Et puis on ne ment pas toujours pour soi-même, on ment aussi pour les autres, pour qu'ils entendent de nous ce qu'ils ont envie d'en entendre. C'est que dire toujours la vérité, pour autant qu'on la connaisse, nous rendrait insupportables, invivables. Et puis là, avec Cahuzac (et avec bien d'autres avant lui), il y a qu'on est aussi dans le mensonge politique, et qu'après tout, le mensonge politique nous est enseigné par le pouvoir politique lui-même, ne serait-ce que quand il nous fait croire qu'il est encore le pouvoir alors qu'il n'est plus que l'exécutant d'autres pouvoirs, que nul ne contrôle et que nul n'élit.

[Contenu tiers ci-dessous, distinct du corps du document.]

PR #688, opened 2026-06-30
Correctness upgrades

LiamPattinson:
Modernises and upgrades `correctness` rules in various ways:

- Use `kind_id` over `kind` wherever possible (and similar changes)
- Use annotations where appropriate
- Prefer `.eq_ignore_ascii_case` to manual lowercase conversions

Contains some drive-by fixes to make diagnostic messages more consistent.

I'd push the changes through the rest of the rule set, but this already took much longer than I expected!


crates/fortitude_linter/src/rules/correctness/snapshots/fortitude_linter__rules__correctness__tests__exit-or-cycle-in-unlabelled-loop_C142.f90.snap
```diff
@@ -1,33 +1,39 @@
...
 C142 'cycle' statement in unlabelled 'do' loop
-  --> ./resources/test/fixtures/correctness/C142.f90:27:7
+  --> ./resources/test/fixtures/correctness/C142.f90:26:5
    |
+24 |   label5: do i = 1, 2
 25 |     ! should warn
 26 |     do j = 1, 2
+   |     ----------- Unlabelled loop
 27 |       cycle
    |       ^^^^^
```
ZedThree: Maybe we should add some text to this annotation? I like this change, but I feel it draws a bit too much attention away from the problem statement?

Maybe something along these lines?
```
26 |     do j = 1, 2
   |     ----------- Unlabelled loop referenced by...
27 |       cycle
   |       ^^^^^ ...control flow statement here
```

crates/fortitude_linter/src/rules/correctness/snapshots/fortitude_linter__rules__correctness__tests__nonportable-shortcircuit-inquiry_C161.f90.snap
```diff
@@ -1,37 +1,36 @@
...
 ---
 C161 variable inquiry `present(arg1)` and use in same logical expression
-  --> ./resources/test/fixtures/correctness/C161.f90:13:29
+  --> ./resources/test/fixtures/correctness/C161.f90:13:9
    |
 11 |     end if
 12 |
 13 |     if (present(arg1) .and. arg1 > 1) then
-   |                             ^^^^
+   |         ^^^^^^^^^^^^^       ^^^^
```
ZedThree: These are both `primary` annotations; is this a deliberate choice? Do we want some annotation text on these maybe, or is it obvious enough without?

crates/fortitude_linter/src/rules/correctness/snapshots/fortitude_linter__rules__correctness__tests__unchecked-stat_C181.f90.snap
```diff
@@ -22,17 +26,29 @@ C181 stat argument 'status' is overwritten before being checked in this scope.
...
-59 |   allocate (x(10), stat=STATUS_X)
-   |                    ^^^^^^^^^^^^^
-60 |   if (.true.) then
-61 |     allocate (y(10), STAT=status_y)
-   |
+   --> ./resources/test/fixtures/correctness/C181.f90:59:20
+    |
+ 58 |   ! Repeat, but using a custom error handler
+ 59 |   allocate (x(10), stat=STATUS_X)
+    |                    ^^^^^^^^^^^^^
```
ZedThree: Maybe this should have some text, "Set here..."?

crates/fortitude_linter/src/rules/correctness/exit_labels.rs
```diff
@@ -219,21 +225,22 @@ impl AstRule for MissingEndLabel {
...
             .to_text(src)?
             .trim_end_matches(':');
 
-        let end = match node.kind() {
-            "select_case_statement" | "select_type_statement" | "select_rank_statement" => {
-                "end_select_statement".to_string()
-            }
-            "do_loop" => "end_do_loop_statement".to_string(),
+        let end = match node.kind_id() {
+            #[allow(clippy::manual_range_patterns)]
```
ZedThree, line 238: Is this because they have consecutive IDs or something?

ZedThree (dismissed):
Looks great, thanks @LiamPattinson! This must've taken a while to go through!

I'm happy for this to go in as-is, but I have a couple of bikeshedding comments about some of the new annotations.

Also, have you benchmarked this at all? I didn't really see much improvement with just using kind IDs on the entrypoints

crates/fortitude_linter/src/rules/correctness/snapshots/fortitude_linter__rules__correctness__tests__nonportable-shortcircuit-inquiry_C161.f90.snap
LiamPattinson: Yes, I intended these to both be primary as it isn't clear to me which is the mistake and which is the extra information. Maybe the `present` call should be secondary and the usage primary? I agree that labelling them would be helpful.

crates/fortitude_linter/src/rules/correctness/snapshots/fortitude_linter__rules__correctness__tests__exit-or-cycle-in-unlabelled-loop_C142.f90.snap
LiamPattinson: I'm not really sure what the best way is to add text to the standard primary annotation. I know you can get a mutable iterator over all annotations, so I could add it that way, but it feels clunky. We perhaps need some more wrapper functions to help generate these things.

crates/fortitude_linter/src/rules/correctness/exit_labels.rs
LiamPattinson: Yes, and clippy doesn't seem to realise that they're the result of macro expansions. It's odd, because there are many other scenarios where it's capable of working that out. I could set this `allow` globally to avoid these confusing statements everywhere, but then I worry we'll miss something elsewhere. There might be a way to set it within the macro itself, but I couldn't figure it out.

crates/fortitude_linter/src/rules/correctness/snapshots/fortitude_linter__rules__correctness__tests__exit-or-cycle-in-unlabelled-loop_C142.f90.snap
LiamPattinson: Never mind, I figured it out!

crates/fortitude_linter/src/rules/correctness/exit_labels.rs
ZedThree: Just `allow`ing it here seems reasonable. This is actually a little bit annoying, because the warning may come and go depending on how tree-sitter decides to number them. It might be possible to suppress this with a strong type, but maybe we just hope it doesn't crop up much for now

ZedThree (approved):
Really nice! I love the new annotations

LiamPattinson:
Bad news on the benchmarking front. If I build it locally rather than using the PyPI release, v0.9.0 takes about twice as long to finish on the usual GS2 test -- the same thing you experienced with your local builds. However, I can get a moderate speed up by using `--output-format=concise`:

```console
❯ hyperfine --warmup 3 -i './fortitude_0.9.0 check --select=ALL --preview --file-extensions="f90" src'
Benchmark 1: ../fortitude_0.9.0 check --select=ALL --preview --file-extensions="f90" src
  Time (mean ± σ):     487.6 ms ±  24.2 ms    [User: 2144.0 ms, System: 35.8 ms]
  Range (min … max):   450.8 ms … 527.5 ms    10 runs
 
❯ hyperfine --warmup 3 -i './fortitude_0.9.0 check --select=ALL --preview --file-extensions="f90" src --output-format=concise'
Benchmark 1: ./fortitude_0.9.0 check --select=ALL --preview --file-extensions="f90" src --output-format=concise
  Time (mean ± σ):     390.5 ms ±  24.5 ms    [User: 2047.9 ms, System: 36.8 ms]
  Range (min … max):   342.8 ms … 416.2 ms    10 runs
 
```

Running the new version, I find the concise output is basically the same as before despite us implementing a few new rules, but the regular output is a _lot_ slower now that we have the new diagnostics:

```console
❯ hyperfine --warmup 3 -i './fortitude_new check --select=ALL --preview --file-extensions="f90" src'
Benchmark 1: ./fortitude_new check --select=ALL --preview --file-extensions="f90" src
  Time (mean ± σ):      3.133 s ±  0.047 s    [User: 4.561 s, System: 0.180 s]
  Range (min … max):    3.085 s …  3.240 s    10 runs
 
❯ hyperfine --warmup 3 -i './fortitude_new check --select=ALL --preview --file-extensions="f90" src --output-format=concise'
Benchmark 1: ./fortitude_new check --select=ALL --preview --file-extensions="f90" src --output-format=concise
  Time (mean ± σ):     390.6 ms ±  18.5 ms    [User: 2096.2 ms, System: 40.9 ms]
  Range (min … max):   364.8 ms … 423.0 ms    10 runs
 
```

We were probably selling ourselves short in the JOSS paper benchmark by not using concise output. In future benchmarks, I should leave a note to keep it switched on.

ZedThree:
Dang, that is pretty disappointing.

Oh, I thought that you always used `concise` in the benchmarks! Yes, definitely wise to make a note to always use that. It's also worth noting that actually printing to the terminal costs a _lot_ more, so it might be interesting to just compare running without `hyperfine` to see the difference.

This is with a `release` build, yeah? Also, you should probably compare to `main`, rather than `0.9.0` to rule out any other rule changes (no pun intended).

Can you also compare for a single file?

Also, I managed to get a bit closer to the PyPI build speed by using `cibuildwheel` to build in the `manylinux` container -- there's definitely something about that environment that makes it much faster!

We should also investigate doing some proper profiling and trying to work out if there are any particularly slow rules. I've not looked into if/how ruff handles this

LiamPattinson:
Yes, I've been using release builds. Comparing to `main` gives essentially no difference compared to this PR:

```console
❯ hyperfine --warmup 3 -i '../fortitude/target/release/fortitude check --select=ALL --preview --file-extensions="f90" src'
Benchmark 1: ../fortitude/target/release/fortitude check --select=ALL --preview --file-extensions="f90" src
  Time (mean ± σ):      3.151 s ±  0.080 s    [User: 4.716 s, System: 0.144 s]
  Range (min … max):    3.056 s …  3.302 s    10 runs
 
❯ hyperfine --warmup 3 -i '../fortitude/target/release/fortitude check --select=ALL --preview --file-extensions="f90" src --output-format=concise'
Benchmark 1: ../fortitude/target/release/fortitude check --select=ALL --preview --file-extensions="f90" src --output-format=concise
  Time (mean ± σ):     370.9 ms ±   8.5 ms    [User: 1944.7 ms, System: 38.7 ms]
  Range (min … max):   359.4 ms … 390.2 ms    10 runs
 
```

The concise output is marginally faster on `main`, but I think that's just due to random fluctuations. I guess the parsing is the most expensive part, and the rules running over the tree is relatively cheap in comparison, so swapping a few string comparisons for int comparisons isn't going to make much difference overall.

I'd argue that switching to `kind!` and `kw!` is more important from a safety perspective than performance though. Being able to match on specific named vs unnamed nodes without accidentally picking up both will be very useful.

ZedThree:
Ok, then the massive slowdown is due to something else, and we can investigate that separately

Il nous faut peut-être, pour être entendu -à supposer que nous souhaitions l’être- parler plus haut qu’il faudrait, et peut-être plus violemment -exprimer une pensée plus simplifiée que celle qui nous vient. C'est un premier mensonge. Le murmure ambigu par lequel se dit le mieux l’état du monde, le projet de le changer et le contenu de ce changement, resterait inaudible, submergé par le bruit de la connerie marchande, s’il n’était introduit par le fracas d’un discours d’autant plus péremptoire que sa clarté sera faite du refus de l’apparente tolérance pluraliste du champ médiatique -tolérance apparente, puisque derrière cette polyphonie on retrouve toujours la même vieille ligne mélodique, monodique, qui fait office de critère de sélection de ce qui méritera d’être relaté, diffusé, et de ce qu’il conviendra de taire et de celer. Ce mouvement ne déplace aucune ligne, et surtout pas celle qui sépare les dominants des dominés, les compétents des exécutants, le pouvoir de ceux sur qui il s’exerce. Qu’on ne nous reproche pas d’être péremptoires : nous ne le sommes que pour pouvoir ne plus l’être une fois franchi le mur du silence qui enterre les pensées du changement.
Dans ce monde, il faut d’abord crier, pour pouvoir ensuite parler. Et d'abord vraiment mentir pour pouvoir enfin mentir vrai.